Zauri felt herself moving up. She woke on a hospital bed, her body heavy, her throat sore. She listened to the people around her.
“This is a galling catastrophe.” Lacan’s voice. “The girl eviscerated seventeen miles of Wall! Seventeen miles! The limiter was supposed to ensure enough energy only for a small hole.”
The moving stopped. Her ribs felt strained, as if they would snap at the lightest touch. And her arms, were they even there? Her legs? Numb or gone.
The room began moving down. Zauri opened her eyes, relieved to see her arms by her side and the outline of her legs covered by sheets.
“It’s not her fault your limiter broke.” Merv’s voice pulsed tremors through her. He came into her field of vision, looking down upon her. “Zauri, how’re you feeling?”
Zauri couldn’t move her tongue.
“It shouldn’t even be possible!” Lacan said. “Anyway, the Keldanese are coming. Getting out of this tower unscathed will be a challenge.”
Lacan had lied too. To gain her trust, to make her do what he wanted. Nothing but liars with false promises.
The Blue Mask, with its eyeless sockets, stood at her side. Something was different about him. He was human. The mask no longer burned like a blue fire; rather, it crumbled like porcelain. The masked man wore a brown robe with blood gushing from a wound in his stomach.
He coughed. Coughed blood onto his hands.
“Asha,” Lacan said, “soon you may need a hospital bed too.”
Asha turned to Merv. “You’re brother
, had it been his day, would have ended me.”
“Why isn’t your wound closing?” Lacan asked.
“It will, watch.”
The masked man turned to the window. Something didn’t make sense. The sky was becoming a murky red. Like the arrival of Midnight. Wait...
Zauri remembered. Her fire blew into the Whirling Wall, and as she fainted, she watched it wither into the sea.
A blue fire draped the face of the masked man. It burnt the porcelain, becoming a new mask. He stood still, as if bracing for his own resurrection. “For the first time, the sun sets on Eden,” he said. “But my sun is yet to set. This should be fun.”

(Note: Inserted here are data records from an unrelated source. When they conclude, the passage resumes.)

PR #6215, opened 2024-04-22
Lso update s3 website hosting

lason-ovh:
additional step to set permissions on objects in bucket to set permissions


tcpdumpfbacke:
Thank you @lason-ovh !

PR #6320, opened 2024-05-16
SAP Logs - fix: syntax

remrozk:


OVH-Team-Guides:
Thanks for the fix @remrozk

PR #6333, opened 2024-05-20
update Public Cloud quotas to the current values

yomovh:
Based on VOC feedback.


OVH-Team-Guides:
Thanks for the fix @yomovh

PR #6359, opened 2024-05-24
Changing reference to user management menu

gbarideau:
Follwing MANAGER-12811, user guide have been updated to refer to the new user management menu

This update has to be sync with the manager update


OVH-Team-Guides:
To be edited as it also contains the KMS guides from #6283

PR #6388, opened 2024-05-29
fix(mks): update s3 client configuration in velero docs

mxm-tr:
The step to configure s3 credentials doesn't seem to appear in the current docs, so when trying to create the bucket the following error occurs:

```
$ aws --profile default s3 mb s3://velero-s3                                                                                
make_bucket failed: s3://velero-s3 Unable to locate credentials
```


OVH-Team-Guides:
Please do not use forks and update the `updated:` field for each version. Thanks

mxm-tr:
> Please do not use forks and update the `updated:` field for each version. Thanks

Ok, a new PR has been created thanks https://github.com/ovh/docs/pull/6391

PR #6410, opened 2024-06-05
mks: add l4 and l40s as node flavors

nicolaslacroux:


OVH-Team-Guides:
Thank you for your contribution @nicolaslacroux

PR #6416, opened 2024-06-06
EN: Update guide.en-gb.md

Kieranwest:
Warn users about using 64bit Java with JViewer. In some instances attempting to Redirect CDROM or ISO causes JViewer to hard crash with no errors.


tcpdumpfbacke:
Thank you for your contribution @Kieranwest !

The floor moved up as twenty Keldanese guerillas spread around. Kav stood in the corner and watched Mezzin grip the control conduit. On spectrum, Layla’s blue flare faded.
“I’ve been inspired! The enemy is moving down, and we’re going to halt them.” Mezzin said. “That will open all of Keldan to us!”

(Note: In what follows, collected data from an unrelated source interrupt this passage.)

PR #6421, opened 2024-06-10
fix: syntax

remrozk:
🚀 Ready to prod


OVH-Team-Guides:
Thank you for the fix @remrozk

PR #6437, opened 2024-06-14
Correction on misstranlation in FR

gbarideau:
Some words were translated in FR and shoudn't be, and some weren't translated


OVH-Team-Guides (approved):

OVH-Team-Guides:

PR #6514, opened 2024-06-29
fix: change messages to _doc in OpenSearch API documentation

jehuty0shift:
This PR changes message to _doc which is the default value that must be used since our upgrade to OpenSearch. With the upcoming upgrade of OpenSearch 2.X, this guide must reflect the correct path to ensure we follow the guidelines of OpenSearch API.


OVH-Team-Guides:
Thank you for your contirbution @jehuty0shift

His men cheered, brandishing their blades. Kav noticed someone odd: a frail boy, wearing an oversized flak-jacket and dirty knitted-hat. He raised his weapon in unison with the others. Almarian, with red eyes.
Saina?
Quite the disguise. There’s gonna be a fight...what if she gets hurt?
She noticed him looking at her and approached slowly.
“You shouldn’t have come with me,” Kav said.
“Where the hell else am I supposed to go?”
“Where you won’t get killed.”
“There any place like that left?”
They were interrupted by another proclamation. “Sons! I’ve received inspiration. In a few minutes, we will arrive on the fifty-fourth floor. I’ll stop our enemies’ elevator there too, and then we’ll fight our final battle! Against the very leader of oppression!”
Everyone cheered and raised their blades. Saina imitated, like a little Son.
Then she tugged at Kav’s shirt. “Just who’s ‘inspiring’ this guy?”
“I’m gonna inspire him to a world of pain.”
Don’t say stuff like that out loud. Saina messaged. Did he do something to you? Is that why you’re so intent on this?
The blue phantom was in flight, spreading faint light across Kav’s inner map. The fading light unnerved him, like fleeting love, like the thought of not having her the first time he wanted her.